Esquema de fraude em financiamentos imobiliários
Famílias em diversas regiões do país relatam ter sido vítimas de um esquema de fraude envolvendo construtoras e financiamentos imobiliários da Caixa Econômica Federal. Segundo as denúncias, as obras das casas financiadas não foram concluídas, mesmo após a liberação de valores significativos pelo banco. No modelo de financiamento, a Caixa libera o dinheiro em parcelas conforme o avanço da obra, atestado por laudos técnicos. No entanto, esses documentos têm sido falsificados para liberar recursos indevidamente.

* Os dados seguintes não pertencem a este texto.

PR #3128, opened 2022-03-14
DPDK: Add support for "mirror_packet" PNA extern

usha1830:
This PR adds support for PNA extern "mirror_packet"

```
extern void mirror_packet(MirrorSlotId_t mirror_slot_id,
                          MirrorSessionId_t mirror_session_id);
```

This translates to mirror instruction in dpdk
`mirror <SLOT_ID> <SESSON_ID>`
If the arguments are constants, they should be moved to Metadata as the mirror instruction in dpdk does not support immediate values as operands.

Added a valid test and a few negative tests.
Negative tests are added for the following:
- Mirror session id 0 is reserved by the architecture, and must not be used by a P4 developer
- Invoking mirror_packet(x) is supported from control blocks other than Main control
- Passing incorrect number of arguments
- Passing non-constant arguments

### DIFF
--- a/backends/dpdk/dpdkHelpers.cpp
+++ b/backends/dpdk/dpdkHelpers.cpp
@@ -765,6 +765,33 @@ bool ConvertStatementToDpdk::preorder(const IR::MethodCallStatement *s) {
             } else {
                 ::error("%1%: unhandled function", s);
             }
+        } else if (a->method->name == "mirror_packet") {
+            auto slot_id = a->expr->arguments->at(0)->expression;
+            auto session_id = a->expr->arguments->at(1)->expression;
+            const IR::Expression *slot_idexpr = slot_id;
+            const IR::Expression *session_idexpr = session_id;
+            // mirror instruction supports only metadata as operands, move any constant arguments
+            // to metadata fields
+            if (slot_id->is<IR::Constant>()){
+                IR::ID tmpName(refmap->newName("mirrorSlot"));
+                BUG_CHECK(metadataStruct, "Metadata structure missing unexpectedly!");
+                metadataStruct->fields.push_back(new IR::StructField(tmpName, slot_id->type));
+                auto tmpMember = new IR::Member(new IR::PathExpression("m"), tmpName);
+                add_instr(new IR::DpdkMovStatement(tmpMember, slot_id));
+                slot_idexpr = tmpMember;
+            }
+            if (session_id->is<IR::Constant>()){
+                unsigned value =  session_id->to<IR::Constant>()->asUnsigned();
+                if (value == 0)
+                    ::error("Mirror session ID 0 is reserved for use by Architecture");
+                IR::ID tmpName(refmap->newName("mirrorSession"));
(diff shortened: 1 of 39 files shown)


backends/dpdk/dpdkHelpers.cpp
```diff
@@ -765,6 +765,33 @@ bool ConvertStatementToDpdk::preorder(const IR::MethodCallStatement *s) {
             } else {
                 ::error("%1%: unhandled function", s);
             }
+        } else if (a->method->name == "mirror_packet") {
+            auto slot_id = a->expr->arguments->at(0)->expression;
```
mbudiu-vmw, line 769: first you should check that there are exactly 2 arguments and give an error otherwise (probably a modelError).

backends/dpdk/dpdkHelpers.cpp
```diff
@@ -765,6 +765,33 @@ bool ConvertStatementToDpdk::preorder(const IR::MethodCallStatement *s) {
...
+            auto session_id = a->expr->arguments->at(1)->expression;
+            const IR::Expression *slot_idexpr = slot_id;
+            const IR::Expression *session_idexpr = session_id;
+            // mirror instruction supports only metadata as operands, move any constant arguments
+            // to metadata fields
+            if (slot_id->is<IR::Constant>()){
```
mbudiu-vmw, line 775: no space before {

backends/dpdk/dpdkHelpers.cpp
```diff
@@ -765,6 +765,33 @@ bool ConvertStatementToDpdk::preorder(const IR::MethodCallStatement *s) {
...
+                IR::ID tmpName(refmap->newName("mirrorSlot"));
+                BUG_CHECK(metadataStruct, "Metadata structure missing unexpectedly!");
+                metadataStruct->fields.push_back(new IR::StructField(tmpName, slot_id->type));
+                auto tmpMember = new IR::Member(new IR::PathExpression("m"), tmpName);
+                add_instr(new IR::DpdkMovStatement(tmpMember, slot_id));
+                slot_idexpr = tmpMember;
+            }
```
mbudiu-vmw, line 782: are you sure that anything that is not a constant will work?

mbudiu-vmw (changes requested):

backends/dpdk/dpdkHelpers.cpp
usha1830: No of arguments mismatch is caught by the frontend, I also added a test for that.
I can add the check to be on the safer side.

usha1830: Added a check.

backends/dpdk/dpdkHelpers.cpp
usha1830: Frontend rejects the program if the arguments to mirror_packet are not compile-time constants. Updated the code to assert on this condition.

usha1830:
@mbudiu-vmw I have updated the code as per you comments. Please let me know if anything else is required.

mbudiu-vmw (approved):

Casos emblemáticos de fraude
O casal Izael Mendes e Marcela Teles, por exemplo, contratou um financiamento entre R$ 400 mil e R$ 500 mil para construir sua casa própria. Três anos após o início das obras, o terreno permanece abandonado. Laudos técnicos apresentados pela construtora Âmbar Prumo indicavam que mais de 80% da obra estava concluída, mas uma perícia constatou que menos da metade havia sido executada e que as assinaturas de Marcela foram falsificadas. Em outro caso, Guilherme Both e Bruna Both financiaram R$ 290 mil para construir uma casa em Alvorada (RS). A construtora Vitro Viana, que também se apresentava como parceira da Caixa, recebeu mais de R$ 200 mil, mas abandonou a obra poucos meses depois.
Consequências para as famílias
As famílias afetadas enfrentam graves consequências financeiras e emocionais. Após interromperem o pagamento das parcelas devido às suspeitas de fraude, algumas receberam notificações de que seus imóveis podem ir a leilão para quitar as dívidas. Marcela Teles, uma das vítimas, relatou que passou dois anos sem se aproximar do terreno por conta do trauma. "Era para ser o lugar onde nossa filha ia crescer", lamentou Izael Mendes.